**WORK TO COMPLETE:** Pull every line containing "IsNullOrWhiteSpace" from the entries.

[Data entries]
┌──

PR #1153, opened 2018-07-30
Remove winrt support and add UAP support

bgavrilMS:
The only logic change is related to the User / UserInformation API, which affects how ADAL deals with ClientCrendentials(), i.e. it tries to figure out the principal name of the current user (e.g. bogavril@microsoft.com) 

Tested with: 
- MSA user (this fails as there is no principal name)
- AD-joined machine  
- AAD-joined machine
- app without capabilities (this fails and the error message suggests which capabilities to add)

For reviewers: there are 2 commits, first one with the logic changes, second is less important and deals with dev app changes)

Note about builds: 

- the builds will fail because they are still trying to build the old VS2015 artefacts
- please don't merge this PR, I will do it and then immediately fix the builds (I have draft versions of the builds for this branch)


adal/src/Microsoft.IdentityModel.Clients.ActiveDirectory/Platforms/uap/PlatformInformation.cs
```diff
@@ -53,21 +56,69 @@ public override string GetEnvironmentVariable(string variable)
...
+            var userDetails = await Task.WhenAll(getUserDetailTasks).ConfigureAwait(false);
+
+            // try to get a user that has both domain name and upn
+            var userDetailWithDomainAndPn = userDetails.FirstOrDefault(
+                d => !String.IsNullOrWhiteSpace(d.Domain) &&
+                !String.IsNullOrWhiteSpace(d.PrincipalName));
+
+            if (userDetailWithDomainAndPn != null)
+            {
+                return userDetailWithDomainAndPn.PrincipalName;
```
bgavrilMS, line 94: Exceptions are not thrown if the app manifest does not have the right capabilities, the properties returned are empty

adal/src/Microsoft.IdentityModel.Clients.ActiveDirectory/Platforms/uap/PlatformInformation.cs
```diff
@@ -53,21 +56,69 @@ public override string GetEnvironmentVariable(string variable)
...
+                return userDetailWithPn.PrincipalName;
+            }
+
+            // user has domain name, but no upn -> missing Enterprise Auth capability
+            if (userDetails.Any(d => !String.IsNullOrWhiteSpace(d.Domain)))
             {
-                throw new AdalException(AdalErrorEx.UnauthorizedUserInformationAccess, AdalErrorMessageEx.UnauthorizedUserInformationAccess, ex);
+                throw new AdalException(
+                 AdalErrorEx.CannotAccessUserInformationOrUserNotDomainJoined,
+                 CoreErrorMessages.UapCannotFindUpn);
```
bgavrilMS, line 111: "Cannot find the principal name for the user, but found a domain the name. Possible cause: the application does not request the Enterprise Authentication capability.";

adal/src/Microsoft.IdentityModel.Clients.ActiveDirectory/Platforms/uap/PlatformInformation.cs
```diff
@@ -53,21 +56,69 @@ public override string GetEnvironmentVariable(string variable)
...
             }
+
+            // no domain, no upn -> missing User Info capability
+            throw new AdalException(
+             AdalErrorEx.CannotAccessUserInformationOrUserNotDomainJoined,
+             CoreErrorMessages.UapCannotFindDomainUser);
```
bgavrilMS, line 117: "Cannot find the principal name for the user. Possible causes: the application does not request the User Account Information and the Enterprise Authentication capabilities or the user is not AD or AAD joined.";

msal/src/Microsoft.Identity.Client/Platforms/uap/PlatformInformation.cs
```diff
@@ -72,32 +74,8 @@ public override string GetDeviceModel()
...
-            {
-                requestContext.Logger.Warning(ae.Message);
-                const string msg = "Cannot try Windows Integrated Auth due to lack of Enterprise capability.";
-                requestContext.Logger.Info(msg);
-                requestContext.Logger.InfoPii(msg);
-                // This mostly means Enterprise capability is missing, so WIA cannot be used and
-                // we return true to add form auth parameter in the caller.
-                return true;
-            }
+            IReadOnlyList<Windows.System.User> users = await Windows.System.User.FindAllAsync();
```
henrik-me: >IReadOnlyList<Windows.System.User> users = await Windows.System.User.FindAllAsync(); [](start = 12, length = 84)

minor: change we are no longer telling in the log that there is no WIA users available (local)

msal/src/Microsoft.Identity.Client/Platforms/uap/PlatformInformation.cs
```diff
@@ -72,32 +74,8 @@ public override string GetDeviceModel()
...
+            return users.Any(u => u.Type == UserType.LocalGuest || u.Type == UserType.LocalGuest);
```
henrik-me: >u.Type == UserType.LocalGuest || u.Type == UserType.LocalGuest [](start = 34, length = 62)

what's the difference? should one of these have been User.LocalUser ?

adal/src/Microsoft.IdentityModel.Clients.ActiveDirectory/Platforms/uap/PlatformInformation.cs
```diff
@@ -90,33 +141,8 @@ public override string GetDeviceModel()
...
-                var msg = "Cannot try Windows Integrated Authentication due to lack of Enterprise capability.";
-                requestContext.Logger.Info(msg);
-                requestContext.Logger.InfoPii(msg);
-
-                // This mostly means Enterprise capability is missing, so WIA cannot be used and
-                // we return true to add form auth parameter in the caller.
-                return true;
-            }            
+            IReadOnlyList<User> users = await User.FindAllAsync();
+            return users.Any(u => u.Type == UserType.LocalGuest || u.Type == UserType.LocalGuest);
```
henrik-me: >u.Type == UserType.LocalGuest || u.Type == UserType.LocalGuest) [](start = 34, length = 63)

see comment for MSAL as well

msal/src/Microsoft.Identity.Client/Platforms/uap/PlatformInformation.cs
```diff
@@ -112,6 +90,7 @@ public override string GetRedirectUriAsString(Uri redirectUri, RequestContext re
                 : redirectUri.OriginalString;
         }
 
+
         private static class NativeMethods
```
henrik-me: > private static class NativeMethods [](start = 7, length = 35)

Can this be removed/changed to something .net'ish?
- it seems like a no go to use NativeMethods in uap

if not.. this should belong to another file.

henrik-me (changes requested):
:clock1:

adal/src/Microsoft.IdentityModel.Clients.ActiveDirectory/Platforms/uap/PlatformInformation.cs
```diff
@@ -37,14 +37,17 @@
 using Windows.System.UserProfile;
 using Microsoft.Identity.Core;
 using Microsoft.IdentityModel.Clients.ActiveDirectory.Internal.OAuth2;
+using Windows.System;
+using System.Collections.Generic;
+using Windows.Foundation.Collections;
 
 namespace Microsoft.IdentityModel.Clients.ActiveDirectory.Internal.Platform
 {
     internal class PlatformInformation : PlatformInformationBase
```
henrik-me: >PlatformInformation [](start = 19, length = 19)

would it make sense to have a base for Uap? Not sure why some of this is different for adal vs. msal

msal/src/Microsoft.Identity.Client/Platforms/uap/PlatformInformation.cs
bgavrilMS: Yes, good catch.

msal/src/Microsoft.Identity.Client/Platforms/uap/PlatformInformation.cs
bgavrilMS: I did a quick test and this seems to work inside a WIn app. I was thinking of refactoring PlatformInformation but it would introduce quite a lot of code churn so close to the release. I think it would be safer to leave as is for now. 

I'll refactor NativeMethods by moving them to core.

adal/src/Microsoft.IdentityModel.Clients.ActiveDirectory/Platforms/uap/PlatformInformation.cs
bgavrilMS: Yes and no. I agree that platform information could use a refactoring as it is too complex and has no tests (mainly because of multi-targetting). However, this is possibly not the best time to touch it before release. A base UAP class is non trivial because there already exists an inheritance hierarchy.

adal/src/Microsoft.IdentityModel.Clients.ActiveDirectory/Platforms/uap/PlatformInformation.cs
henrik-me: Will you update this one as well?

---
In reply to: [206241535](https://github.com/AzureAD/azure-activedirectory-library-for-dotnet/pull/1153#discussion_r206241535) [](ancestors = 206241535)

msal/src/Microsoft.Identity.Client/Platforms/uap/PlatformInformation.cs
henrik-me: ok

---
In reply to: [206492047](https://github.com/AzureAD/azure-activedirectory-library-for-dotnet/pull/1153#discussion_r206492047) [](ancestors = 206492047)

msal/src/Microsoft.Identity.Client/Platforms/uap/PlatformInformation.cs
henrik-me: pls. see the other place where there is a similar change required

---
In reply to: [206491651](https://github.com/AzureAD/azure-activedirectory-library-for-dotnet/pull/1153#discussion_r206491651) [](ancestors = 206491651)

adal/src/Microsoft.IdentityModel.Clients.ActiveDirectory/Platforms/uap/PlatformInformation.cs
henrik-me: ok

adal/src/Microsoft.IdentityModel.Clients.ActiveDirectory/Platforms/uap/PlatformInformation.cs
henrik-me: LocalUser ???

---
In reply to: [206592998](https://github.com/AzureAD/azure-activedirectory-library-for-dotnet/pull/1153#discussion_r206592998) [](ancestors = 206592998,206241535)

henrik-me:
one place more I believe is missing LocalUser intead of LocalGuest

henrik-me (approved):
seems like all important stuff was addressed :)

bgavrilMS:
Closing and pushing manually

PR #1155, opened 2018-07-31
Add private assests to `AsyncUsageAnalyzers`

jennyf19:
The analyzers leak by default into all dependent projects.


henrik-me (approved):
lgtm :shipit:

└──

**SOLVED EXERCISE:**
+                d => !String.IsNullOrWhiteSpace(d.Domain) &&
+                !String.IsNullOrWhiteSpace(d.PrincipalName));
+            if (userDetails.Any(d => !String.IsNullOrWhiteSpace(d.Domain)))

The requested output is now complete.